September is an electrifying month for Mexicans.
One early morning on 16 September 1810, in a small town named Dolores, a priest rang the bell of his church and uttered the Grito de Dolores or Cry of Delores which launched the Mexican War of Independence. Father Hidalgo y Costilla’s Grito cry is re-enacted every year throughout Mexico and celebrated by millions of Mexicans worldwide. There is joy and jubilation as shouts of ¡Viva México! rent the air. There’s music, dance, fireworks and of course great food!
Those celebrations were felt across the other side of the world in Canberra, as a fabulous Viva Mexico evening was held at the Hyatt Hotel recently.

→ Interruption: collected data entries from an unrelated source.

PR #699, opened 2024-11-04
gigasecond: Sync tests

tasxatzial:
Also

* Updated the gigasecond.clj starter file with a proper function template
* Specs mention that some tests check only for date (not time), which appears to be the case in the existing implementation. Therefore, the tests that also check time were marked as excluded.
* Removed the commented out test since it's not part of the specs.


ErikSchierboom (approved):

PR #700, opened 2024-11-04
matching-brackets: Explicitly check with true? in tests

tasxatzial:
Made the tests consistent by explicitly checking with `true?` as well, as `true` is the other value expected to be returned by `valid?`

### DIFF
--- a/exercises/practice/matching-brackets/test/matching_brackets_test.clj
+++ b/exercises/practice/matching-brackets/test/matching_brackets_test.clj
@@ -2,82 +2,82 @@
   (:require [clojure.test :refer [deftest testing is]]
             matching-brackets))
 
-(deftest paired-square-brackets
-  (testing "paired square brackets"
-    (is (matching-brackets/valid? "[]"))))
+(deftest test-81ec11da-38dd-442a-bcf9-3de7754609a5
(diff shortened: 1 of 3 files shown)


ErikSchierboom (dismissed):

exercises/practice/matching-brackets/test/matching_brackets_test.clj
```diff
@@ -2,82 +2,82 @@
   (:require [clojure.test :refer [deftest testing is]]
             matching-brackets))
 
-(deftest paired-square-brackets
-  (testing "paired square brackets"
-    (is (matching-brackets/valid? "[]"))))
+(deftest test-81ec11da-38dd-442a-bcf9-3de7754609a5
```
ErikSchierboom, line 5: I'm not a fan of the use of the GUID here. Why the change

tasxatzial: Since no one seems to be sharing their opinions on the Clojure thread in the forum, I’ll create a new thread about function naming to gather input from other maintainers. I'd like to have a clearer understanding before reconsidering.

ErikSchierboom (approved):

A welcoming sangria margarita was presented to guests which included representatives from the Mexican embassy, other embassies, Department of Foreign Affairs and Trade and other invited guests.
We were serenaded by Victor Valdez, a Mexican harpist and vocalist, who was joined by other musicians who came together to perform as a Mariachi Band. Victor has been performing Mariachi and Noteño (a genre of Mexican music related to polka and folk ballads) music for decades.
Then on to the Mexican cuisine which was beautifully plated. Entrée was a tasting plate of pork quesadillas with pico de gallo, avocado salsa, chilli and pickled onion plus chopped Mexican corn salad with chilli lime shrimp. Our favourite of the two was the chilli lime shrimp—it was tangy and cooked to perfection.
A gorgeous blush-coloured palate cleanser followed—a guava lime tequila sorbet.
The main course was a tasting plate of adobe chicken, toasted ancho chillies, chipotle aioli, fonda salsa, guacamole, shaved cabbage and charred corn plus Mexican spiced sirloin steak with refried beans. So many flavours to absorb!
Each course was also accompanied by a selection of tequila, mezcal and Mexican wines. The wine industry dates back to the 18th century and while production is small, Mexican wines from the the northwest part of the country have been awarded numerous international prizes. Just as you thought you couldn’t eat any more, along came dessert. Not just one, but a taste of four different sweet treats…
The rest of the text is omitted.